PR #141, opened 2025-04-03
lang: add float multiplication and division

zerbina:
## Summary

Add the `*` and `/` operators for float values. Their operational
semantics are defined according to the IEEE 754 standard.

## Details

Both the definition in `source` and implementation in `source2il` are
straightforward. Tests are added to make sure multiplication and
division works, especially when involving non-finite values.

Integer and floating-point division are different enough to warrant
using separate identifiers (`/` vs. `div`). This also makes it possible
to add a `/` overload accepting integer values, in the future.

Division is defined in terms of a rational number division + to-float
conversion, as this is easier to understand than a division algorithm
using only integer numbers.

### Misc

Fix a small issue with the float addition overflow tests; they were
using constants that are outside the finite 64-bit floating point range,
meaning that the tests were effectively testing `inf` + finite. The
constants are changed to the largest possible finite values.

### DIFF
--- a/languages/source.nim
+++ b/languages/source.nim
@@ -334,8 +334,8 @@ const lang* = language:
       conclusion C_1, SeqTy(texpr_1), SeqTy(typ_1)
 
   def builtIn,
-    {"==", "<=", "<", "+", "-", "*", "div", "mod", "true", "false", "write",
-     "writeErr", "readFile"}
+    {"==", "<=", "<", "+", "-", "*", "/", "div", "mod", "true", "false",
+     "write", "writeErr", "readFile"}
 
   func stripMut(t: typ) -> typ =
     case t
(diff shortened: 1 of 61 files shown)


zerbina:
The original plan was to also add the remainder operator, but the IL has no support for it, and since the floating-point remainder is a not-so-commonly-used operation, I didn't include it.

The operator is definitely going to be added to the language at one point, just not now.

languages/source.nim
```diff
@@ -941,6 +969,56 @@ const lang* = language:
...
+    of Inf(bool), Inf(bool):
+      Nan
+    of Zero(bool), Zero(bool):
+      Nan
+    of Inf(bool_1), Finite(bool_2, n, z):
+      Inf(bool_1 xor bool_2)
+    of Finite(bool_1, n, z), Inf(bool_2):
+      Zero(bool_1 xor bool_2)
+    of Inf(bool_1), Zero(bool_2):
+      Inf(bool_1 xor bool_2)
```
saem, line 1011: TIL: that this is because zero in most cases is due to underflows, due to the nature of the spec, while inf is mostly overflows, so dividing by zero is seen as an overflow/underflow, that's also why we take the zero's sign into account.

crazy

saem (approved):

○ ○ ○ ○ ○ ○ ○

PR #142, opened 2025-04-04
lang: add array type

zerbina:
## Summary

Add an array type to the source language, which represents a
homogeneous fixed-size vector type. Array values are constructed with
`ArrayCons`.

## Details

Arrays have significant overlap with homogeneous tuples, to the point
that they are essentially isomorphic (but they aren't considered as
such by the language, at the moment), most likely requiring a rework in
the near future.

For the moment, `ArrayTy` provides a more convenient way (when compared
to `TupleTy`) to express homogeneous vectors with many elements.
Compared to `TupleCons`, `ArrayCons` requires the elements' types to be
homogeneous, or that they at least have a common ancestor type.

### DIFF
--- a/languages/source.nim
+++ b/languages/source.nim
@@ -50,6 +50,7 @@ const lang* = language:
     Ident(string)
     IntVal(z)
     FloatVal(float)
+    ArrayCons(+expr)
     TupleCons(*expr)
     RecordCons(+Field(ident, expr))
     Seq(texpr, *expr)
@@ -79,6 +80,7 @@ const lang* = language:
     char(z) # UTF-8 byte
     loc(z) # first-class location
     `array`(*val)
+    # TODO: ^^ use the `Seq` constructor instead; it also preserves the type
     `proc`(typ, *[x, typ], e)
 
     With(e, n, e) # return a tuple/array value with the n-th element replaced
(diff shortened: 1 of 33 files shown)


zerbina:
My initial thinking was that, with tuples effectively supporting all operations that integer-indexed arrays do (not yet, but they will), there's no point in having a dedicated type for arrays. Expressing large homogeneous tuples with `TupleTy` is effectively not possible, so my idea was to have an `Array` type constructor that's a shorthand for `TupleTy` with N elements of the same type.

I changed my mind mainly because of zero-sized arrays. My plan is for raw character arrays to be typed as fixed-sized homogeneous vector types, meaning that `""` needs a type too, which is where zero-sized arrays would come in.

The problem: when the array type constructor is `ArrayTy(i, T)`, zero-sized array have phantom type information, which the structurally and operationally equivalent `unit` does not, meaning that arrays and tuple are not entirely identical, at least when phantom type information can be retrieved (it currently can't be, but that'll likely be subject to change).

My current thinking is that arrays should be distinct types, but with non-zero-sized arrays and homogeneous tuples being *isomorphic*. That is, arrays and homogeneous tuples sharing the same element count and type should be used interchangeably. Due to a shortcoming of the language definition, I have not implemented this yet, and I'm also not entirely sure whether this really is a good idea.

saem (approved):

○ ○ ○ ○ ○ ○ ○

* TASK TO CARRY OUT *
As you read the records above, find each line that contains "using" and copy it.

* EXERCISE RESPONSE *
using separate identifiers (`/` vs. `div`). This also makes it possible
using only integer numbers.
using constants that are outside the finite 64-bit floating point range,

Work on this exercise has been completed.